Recent exhibitions include Deux ans de vacances, FRAC Lorraine, France (2020), Céline Condorelli, Kunsthaus Pasquart, Switzerland, Equipment, Significant Other, Austria, Host/Vœrt, Kunsthal Aarhus,Denmark, Ausstellungsliege, Albertinum, Germany (2019), Zanzibar, permanent installation for the Kings Cross Project, United Kingdom, and exhibition at Vera Cortes, Portugal (2018), Proposals for a Qualitative Society (spinning), Stroom Den Haag, Netherlands, Corps à Corps, IMA Brisbane, Australia, including a sculpture garden which won Australian Institute of Architects Art and Architecture Prize (2017), Gwangju Biennial, Liverpool Biennial, Sydney Biennial, and Concrete Distractions, Kunsthalle Lissabon, Portugal (2016), bau bau, HangarBicocca, Italy (2015), Céline Condorelli, Chisenhale Gallery, United Kingdom, Positions, Van Abbemuseum, Netherlands, with Bookworks (2014).
Condorelli is one of the founding directors of Eastside Projects, Birmingham, UK; she is the author and editor of Support Structures published by Sternberg Press (2009), and her first monograph, bau bau is published by Mousse (2017).

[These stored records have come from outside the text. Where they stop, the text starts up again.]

PR #609, opened 2014-11-03
Allow large automatic file transfers

knoy:
Increased maximum file size for file transfers

### DIFF
--- a/src/main/res/values/arrays.xml
+++ b/src/main/res/values/arrays.xml
@@ -13,12 +13,14 @@
         <item>256 KB</item>
         <item>512 KB</item>
         <item>1 MB</item>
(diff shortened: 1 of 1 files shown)


iNPUTmice:
e6cd92a663ba2f8ae572c901b359ce0f42db5900 adds 5MiB and 10 MiB limits. I looked through my photo folder. larges photo I could find was 7MB so this should cover most cases.

unlimited would be really really dangerous. Even on wifi connections.

If you want a picture wall on your TV during a party or so (nice idea btw) just running Conversations wouldn't give you good results any way (pictures scroll to fast)
I think you would be better of writing a small dedicated program for that.

*Or hire someone to do that for you...*

PR #649, opened 2014-11-11
Pebble notifications

shtrom:
This implements basic notifications to the Pebble through the app (using
an intent).  This simply hooks into NotificationService.notify().

This is pretty basic, but it works (I haven't tested to see how the
intent is received when the Pebble app is not around, though). More
fancy stuff could probably be added to avoid getting flooded, but the
Pebble app already does a good job a filtering notification (e.g.,
screen on or quiet times).

Signed-off-by: Olivier Mehani <shtrom@ssji.net>


iNPUTmice:
Hi,

thank you for providing these pictures. looks great. Could you remove display of the Jid and only use the Conversations name? This is how it is done in the on screen notifications as well and I don't see a reason to do that different on the pebble (especially since the space is obviously more limited)

And could you squash and rebase that so i can merge this. (Careful: the notify condition has changed I think)

SamWhited:
I'd think that on a wearable the notification would want to give some indication of what conversation it's from; unlike a phone where the notification is just a link to the app, on a watch you probably don't want to have to then take your phone out to actually see who said what (more of a "conversation viewer" than a "notification viewer")... then again, I don't have one, so maybe I'm completely wrong about the use case.

shtrom:
The header format is "Name <JID>". This is consistent with notifications such as K9 Mail (but not with SMSs, which only show the contact's name, without number). Added the JID as an afterthought, as I felt I needed it, but I cannot remember exactly why.

Anyway, in light of this argument, let me know what you prefer, and I'll create the squash commit for you to pull.

iNPUTmice:
@SamWhited i see your point however Conversations doesn't really show the Jid within the app (at least not to prominent - you will have to click through it) and if your argument would be that the Conversation Name isn't unique enough we would have to display the receiving account jid as well because a single Jid might not be unique as well.

@shtrom I prefer just having the name

shtrom:
Ahoy, this should be ready to merge with siacs/development.

I quickly checked that it still works (notification except when the phone screen was on, or in the grace period from another client), and found no issue as far a vibrations, notifications, and Pebble notifications are concerned.

Could you give it a go?

shtrom:
BTW, I checked the notification condition before and after the merge, and they are the same.

    $ git diff 545ace156c08363eb32c9b8873e780410873311b..2723c9ccb938e073b4c8cd26e39553a31bcbfdbe  src/main/java/eu/siacs/conversations/services/NotificationService.java
    [...]
    -                       updateNotification((!(this.mIsInForeground && this.mOpenConversation == null) || !isScreenOn)
    +                       boolean doNotify = (!(this.mIsInForeground && this.mOpenConversation == null) || !isScreenOn)
                                            && !account.inGracePeriod()
    -                                       && !this.inMiniGracePeriod(account));
    +                                       && !this.inMiniGracePeriod(account);
    +                       updateNotification(doNotify);
    +                       notifyPebble(message, doNotify);
    [...]

iNPUTmice:
Looks fine to me. Could you squash that though please?

Also just I minor thing instead of putting doNotify as a parameter into notifyPebble (and instantly return if false) you could write `if (doNotify) { notifyPebble(message); }` that would probably save some jumping around. Even though I guess a good compiler will minimize the effects I don't see an upside in making the decision within the notifyPebble method

shtrom:
Hum, any tips for creating a squash commit from a stack of merges, save for rebase and cherry-picking? It is not straightforward due to previous merge with tags as I was following the releases.

shtrom:
Ah, right, rebase. Let's close this, I'll create a new PR for the squashed branch.

PR #823, opened 2014-12-30
Verify IQ responses

SamWhited:
I'm still unsure how I feel about this as a solution (readability wise it's pretty terrible). Thoughts / code review to make sure I'm not leaving any holes open appreciated.

Converting the type to an enum didn't end up being necessary... I wanted some guarantee that you wouldn't get an invalid packet type originally, but I can't remember why. Left it anyways because it prevents developers from assigning invalid packet types inadvertantly in future.


SamWhited:
@iNPUTmice Rebased, squashed, and updated based on the discussion we had on the commit. Sorry I was a bit slow and you had to go back and clean up the dead code.

PR #835, opened 2015-01-04
set files with UPPERCASE extensions downloadable

kriztan:
I saw, that images with uppercase extensions are not recognized as images in MUC.


SamWhited:
It would probably make more sense to just do a case insensitive compare when checking if the image is in that list instead of adding every single one twice (this way it would also cover mixed case, eg. `.Jpeg`).

kriztan:
I know, perhaps it's a job for a programmer, because I've no idea of java... See my request as a suggestion.

iNPUTmice:
fixed in 2723c9ccb938e073b4c8cd26e39553a31bcbfdbe

PR #836, opened 2015-01-05
Updated languages ...

kriztan:
... for higher auto accept file sizes and changed labeling to MiB and KiB

### DIFF
--- a/src/main/res/values-ca/arrays.xml
+++ b/src/main/res/values-ca/arrays.xml
@@ -1,24 +1,26 @@
 <?xml version="1.0" encoding="utf-8"?>
 <resources>
-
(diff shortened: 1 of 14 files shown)


iNPUTmice:
> /home/travis/build/siacs/Conversations/src/main/res/values-es/arrays.xml:24:22: Error: The element type "resources" must be terminated by the matching end-tag "</resources>".

Thank you but could you fix that build error and squash?

kriztan:
Should be fixed now

iNPUTmice:
Ok thank you. travis says its working now. But you squash this very quickly? (Have one commit instead of 17?)

kriztan:
I think it is squashed now...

JUNE CRESPO (Pamplona, ES, 1982) has a degree in Fine Arts from the University of the Basque Country in 2005 and participated in the De Ateliers residency program (Amsterdam 2015-2017). Her individual exhibitions include: Helmets (2020) in Artium, Vitoria-Gasteiz; Voy, sí (2020) Heinrich Ehrhardt gallery, Madrid; No Osso (2019) at Uma Certa Lack of Coêrencia, Oporto; Ser dos (2017) and Cosa y Tú (2015) at CarrerasMugica gallery, Bilbao; Chance Album nº1 etHALL gallery (Barcelona 2016) and Kanala en MARCO (Vigo 2016). She has participated in group exhibitions such as: En caída libre, CaixaForum (Barcelona 2019); Una Dimensión Ulterior in the Patio Herreriano Museum, (Valladolid 2019); La Plaça (Hospitalet de Llobregat 2019); Parentescos at the Nordenhake Gallery, (Mexico City 2019); ahorgarse en un mar de datos, Casa Encendida (Madrid 2019); internal view, Stereo gallery (Warsaw 2018); foreign bodies in the gallery P420 (Bologna 2018); escucho tus pasos venir Heinrich Ehrhardt gallery (Madrid 2018); Generación2017 at La Casa Encendida (Madrid 2017); fluxesfeverfuturesfiction in Azkuna zentroa (Bilbao 2016); Wild Things at The Green Parrot (Barcelona 2014); Hitting it off in P-exclamation (New York, 2014); Pop Politics at CA2M (Madrid 2012); Antes que todo at CA2M (Madrid, 2010).
ANNA MANUBENS (1984) is an independent curator and producer with a preference for hybrid roles at the intersection between writing, research, programming, project development, institutional analysis, and exhibitions. She was Head of Public Programs at the CAPC musée d’art contemporain in Bordeaux until 2017 and previously combined her independent activity with teaching at the Universitat Pompeu Fabra with regular work at the artist-run organisation Auguste Orts (Brussels). Her recent exhibitions include Wendelien van Oldenborgh. tono legua boca (CA2M, Madrid, 2019), ), entre, hacia, hasta, para, por, según, sin (EACC, Castellón, 2019); Visceral Blue (La Capella; Barcelona, 2016); Hacer cuerpo con la máquina: Joachim Koester, (Blue Project Foundation, Barcelona, 2016); and Contornos de lo Audiovisual (with Soledad Guitiérrez, Tabakalera, San Sebastián, 2015).